**WHAT YOU NEED TO DO:** When a line below holds the string "settings", show that line.

[Opening SOURCE MATERIAL section]

PR #243, opened 2023-11-21
Make Media Player accessibility compliant

LukeDasios:
Context: folio-app consumes the media-player component and uses it within one of our own components (video-renderer). When creating aXe tests for our video-renderer component I encountered this error:

image

And I believe that my changes will remedy this

### DIFF
--- a/media-player.js
+++ b/media-player.js
@@ -1333,7 +1333,7 @@ class MediaPlayer extends InternalDynamicLocalizeMixin(RtlMixin(LitElement)) {
 		if (!this.poster || this.autoplay || !this._posterVisible) return;
 
 		const playIcon = !this._loading ? html`
-			<button id="d2l-labs-media-player-video-poster-play-button" title=${this.localize('playButton')} aria-label=${this.localize('playButton')} transcript="${ifDefined(this.transcriptViewerOn ? true : undefined)}"
+			<button id="d2l-labs-media-player-video-poster-play-button" title=${this.localize('play')} aria-label=${this.localize('play')} transcript="${ifDefined(this.transcriptViewerOn ? true : undefined)}"
 				@click=${this._onVideoClick}>
 				<d2l-icon icon="tier1:play" theme="${ifDefined(this._getTheme())}"></d2l-icon>
 			</button>
--- a/media-player.js
+++ b/media-player.js
@@ -1333,7 +1333,7 @@ class MediaPlayer extends InternalDynamicLocalizeMixin(RtlMixin(LitElement)) {
 		if (!this.poster || this.autoplay || !this._posterVisible) return;
 
 		const playIcon = !this._loading ? html`
-			<button id="d2l-labs-media-player-video-poster-play-button" title="Button" transcript="${ifDefined(this.transcriptViewerOn ? true : undefined)}"
+			<button id="d2l-labs-media-player-video-poster-play-button" title=${this.localize('playButton')} aria-label=${this.localize('playButton')} transcript="${ifDefined(this.transcriptViewerOn ? true : undefined)}"
 				@click=${this._onVideoClick}>
 				<d2l-icon icon="tier1:play" theme="${ifDefined(this._getTheme())}"></d2l-icon>
 			</button>
--- a/media-player.js
+++ b/media-player.js
@@ -1333,7 +1333,7 @@ class MediaPlayer extends InternalDynamicLocalizeMixin(RtlMixin(LitElement)) {
 		if (!this.poster || this.autoplay || !this._posterVisible) return;
 
 		const playIcon = !this._loading ? html`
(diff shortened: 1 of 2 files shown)


media-player.js
```diff
@@ -1333,7 +1333,7 @@ class MediaPlayer extends InternalDynamicLocalizeMixin(RtlMixin(LitElement)) {
 		if (!this.poster || this.autoplay || !this._posterVisible) return;
 
 		const playIcon = !this._loading ? html`
-			<button id="d2l-labs-media-player-video-poster-play-button" transcript="${ifDefined(this.transcriptViewerOn ? true : undefined)}"
+			<button id="d2l-labs-media-player-video-poster-play-button" title="Button" transcript="${ifDefined(this.transcriptViewerOn ? true : undefined)}"
```
rcausey, line 1336: Should it be more descriptive? Like "Play button"? And should it be localized?

eKoopmans: Yes to both, and also we should be using an aria label, not `title`.

eKoopmans: Left some relevant comments on this other PR:

https://github.com/Brightspace/d2l-pdf-viewer/pull/48/files#r1401075055

LukeDasios: For whatever reason I need to use title to get the aXe tests to pass, but I can include an aria-label too. I checked and this repo is using TIE, so my lang term changes will be made in a week or so and when it does I'll get assigned to the PR and will merge it

dbatiste: Note: the role ("button") is part of the a11y object model and automatically announced. So, the label should be "Play" or something more descriptive, not including "Button".

Our core button components either place the text within the `<button>Play</button>` or include the `title` (in the case of `d2l-button-icon`) as well, which is probably why our aXe tests pass. When there is no visible text (like `d2l-button-icon`), the native browser tooltip that is displayed using the `title` can be very helpful for users who do not recognize the icon. I've seen popular websites omit this, effectively making their icon buttons "mystery buttons", which is terrible.

rcausey: I wonder if it makes sense to use the existing "Play" langterm?

dbatiste: Probably yeah. If you mean from the LMS, I've definitely done that - when I do, I usually copy the existing translations. I'm not sure if it saves us any translation cost though, or if it just sets up the translations from the get-go rather than waiting for the whole translation process fill them in.

rcausey: Thanks Dave. We have a "Play" langterm already defined in this repo: https://github.com/BrightspaceUILabs/media-player/blob/27e123ec3bf93b6d05340f49652a766f377316fe/lang/en.js#L18

LukeDasios: 👀 Thanks for pointing that out @rcausey. See the commit to change the langterm to use it here: 9ecc069b27782d3f35affff9b10b004c626258dd

eKoopmans: To Dave's comment, I see that `d2l-button-icon` uses both `aria-label` and `title`:
https://github.com/BrightspaceUI/core/blob/main/components/button/button-icon.js

@dbatiste When would you recommend using both, vs just `aria-label`? I'm curious which you'd recommend for this progress-bar PR:
https://github.com/Brightspace/d2l-pdf-viewer/pull/48

eKoopmans (approved):

MichaelKovalchuk (approved):

media-player.js
dbatiste: Good question. If we assume screenreader users are already covered by the `aria-label`, then I'd say any time it might not be obvious to sighted/non-screenreader users what an element doses. Actionable elements that don't have text come to mind. I don't necessarily think we're consistent on this. 

The `d2l-tabs` uses `title` [here](https://github.com/BrightspaceUI/core/blob/main/components/tabs/tabs.js#L344) even though the icons are probably pretty obvious. On the other hand, `d2l-switch` does not [here](https://github.com/BrightspaceUI/core/blob/main/components/switch/switch-mixin.js#L202), even when it's label text is hidden, and it's visible label is problematic for other reasons, but I could make a pretty strong argument for giving it a `title` when the label is hidden. Having said that, the progress element [here](https://github.com/BrightspaceUI/lms-core/blob/main/src/components/files/file-input-progress.js#L96) does not use a `title` - it is obvious that it's a progress bar, and the visual context should be enough for a user to know what it's for, but one could make an argument for giving it a `title`.

A slight aside: I notice that the progress bar you linked to is not using the native `progress` element. I wonder if it could be. I'm not sure the history there, but it's an older component using Polymer and fastdom. I imagine it could be simplified a bunch. It seems we have a bunch of different sets progress styles, and it would also be good to get some alignment on them.

eKoopmans: Thanks Dave! Yep I agree that the linked progress bar could be greatly overhauled, not something we have capacity for right now though. From your explanation, I think we're safe to omit `title` on the progress bar.

PR #256, opened 2024-06-25
fix: Fix scaling for small videos (MED-628)

MarquisLP:
This PR allows the Media Player to shrink down to smaller ISF embed sizes without getting cut off. We do this by removing the minimum limit on caption font size scaling, and removing the min height for video content.

Min height is still required for audio since audio files don't have an inherent height. Min height for audio is set to 7rem to allow ISF iframes with a height of 112px to display properly without cut-off and allow enough space for the bottom UI and Play button to space themselves out without overlapping.

## Screenshots

ISF embed, using dimensions from the client case:

MED-628 - Fix Working in ISF

Vertical video:

MED-628 - Vertical Video

Wide video:

MED-628 - Wide Video

Audio in Classic Content:

MED-628 - Audio in Classic Content

Audio in Lessons:

MED-628- Audio in Lessons

Audio in NLE:

MED-628 - Audio in NLE


MarquisLP:
I've updated the Audio Player's min-height so that it uses the original height of `17rem` by default but shrinks to `90vh` if the viewpoirt is smaller than `17rem`. I've confirmed this is working in the demo page -- going to test this in ISF.

MarquisLP:
I've confirmed that with the latest changes, the Audio Player now looks as it did before, along with proper resizing in small embeds. As such, this PR is ready for re-review.

ISF embeds:
MED-628 - Audio V2 - ISF

Classic Content:
MED-628 - Audio v2 - Classic Content

Lessons:
MED-628 - Audio V2 - Lessons


NLE:
MED-628 - Audio V2 - NLE

MarquisLP:
@rcausey: I've confirmed that the cut-off from this screenshot:
MED-628 - Fix Working in ISF - UI cutoff caused by HTML Editor scrolling

was caused by scrolling in the HTML Editor. Here is the same video with the scroll position set to properly encompass the full dimensions of the Media Player:
MED-628 - Fix Working in ISF - Take 2 with no UI cutoff

---

As we discussed, I've added some logic to scale the size of the time text to prevent it from wrapping onto multiple lines. However, for very small widths (such as vertical video ISF embeds), the text will still need to wrap as this is the only way to prevent the settings gear icon from going off-screen.

MED-628 - Time font scaling

As for the cut-off of the fullscreen button on the vertical video, it was always getting cut off depending on the width of the Media Player embed. Here's the same vertical video with my local media-player repo checked out on the current main branch code (commit b0c3c056e0af1549efead5618c00e887dd822599):

MED-628 - Vertical video small size on current master code

rcausey:
> @rcausey: I've confirmed that the cut-off from this screenshot: MED-628 - Fix Working in ISF - UI cutoff caused by HTML Editor scrolling
> 
> was caused by scrolling in the HTML Editor. Here is the same video with the scroll position set to properly encompass the full dimensions of the Media Player: MED-628 - Fix Working in ISF - Take 2 with no UI cutoff
> 
> As we discussed, I've added some logic to scale the size of the time text to prevent it from wrapping onto multiple lines. However, for very small widths (such as vertical video ISF embeds), the text will still need to wrap as this is the only way to prevent the settings gear icon from going off-screen.
> 
> MED-628 - Time font scaling
> As for the cut-off of the fullscreen button on the vertical video, it was always getting cut off depending on the width of the Media Player embed. Here's the same vertical video with my local media-player repo checked out on the current main branch code (commit [b0c3c05](https://github.com/BrightspaceUILabs/media-player/commit/b0c3c056e0af1549efead5618c00e887dd822599)):
> 
> MED-628 - Vertical video small size on current master code

Thanks Mark!

rcausey (approved):

PR #269, opened 2024-10-16
MED: 1119: [JS Error] _getDownloadLink srcUrl is sometimes undefined

Syeda-Azim:


rcausey:
@Syeda-Azim Just curious: are you able to reproduce the error? Do we know why it's sometimes undefined?

Syeda-Azim:
> @Syeda-Azim Just curious: are you able to reproduce the error? Do we know why it's sometimes undefined?

I could reproduce the error in the media-player's demo by enabling [`allowDownload`](https://github.com/BrightspaceUILabs/media-player/blob/main/media-player.js#L1179C13-L1179C26) attribute. When [multiple qualities are enabled using <source>](https://github.com/BrightspaceUILabs/media-player?tab=readme-ov-file#multiple-qualities-using-source) tags, we do not set `src` on `d2l-labs-media-player`, which leads to the undefined error.

rcausey (approved):

PR #270, opened 2024-10-22
MED-1119: [JS Error] srcUrl is sometimes undefined 

Syeda-Azim:

PR #274, opened 2024-12-04
Fixed regression for console errors if legacy videos / audio are loaded

MichaelKovalchuk:
This fixes the issue reported here: https://github.com/BrightspaceUILabs/media-player/pull/270#issuecomment-2517989292

### DIFF
--- a/media-player.js
+++ b/media-player.js
@@ -1184,6 +1184,7 @@ class MediaPlayer extends InternalDynamicLocalizeMixin(RtlMixin(LitElement)) {
 
 	_getDownloadLink() {
 		const srcUrl = this._getCurrentSource();
+		if (!srcUrl) return '';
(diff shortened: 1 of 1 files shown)


media-player.js
```diff
@@ -1184,6 +1184,7 @@ class MediaPlayer extends InternalDynamicLocalizeMixin(RtlMixin(LitElement)) {
 
 	_getDownloadLink() {
 		const srcUrl = this._getCurrentSource();
+		if (!srcUrl) return '';
```
MichaelKovalchuk, line 1187: safer to return empty string opposed to `null`

dlockhart (approved):
Thanks!

jorge-ramirez-arredondo (approved):

PR #283, opened 2025-02-13
BSPACE-163-add-image-support

SLeAsian:
[BSPACE-163](https://desire2learn.atlassian.net/browse/BSPACE-163)
- Image support is now enabled in aws bedrock. It currently only supports base64 encoded png photos.


TTanisha (approved):
👍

[Closing SOURCE MATERIAL section]

**ANSWER BELOW:**
As we discussed, I've added some logic to scale the size of the time text to prevent it from wrapping onto multiple lines. However, for very small widths (such as vertical video ISF embeds), the text will still need to wrap as this is the only way to prevent the settings gear icon from going off-screen.
> As we discussed, I've added some logic to scale the size of the time text to prevent it from wrapping onto multiple lines. However, for very small widths (such as vertical video ISF embeds), the text will still need to wrap as this is the only way to prevent the settings gear icon from going off-screen.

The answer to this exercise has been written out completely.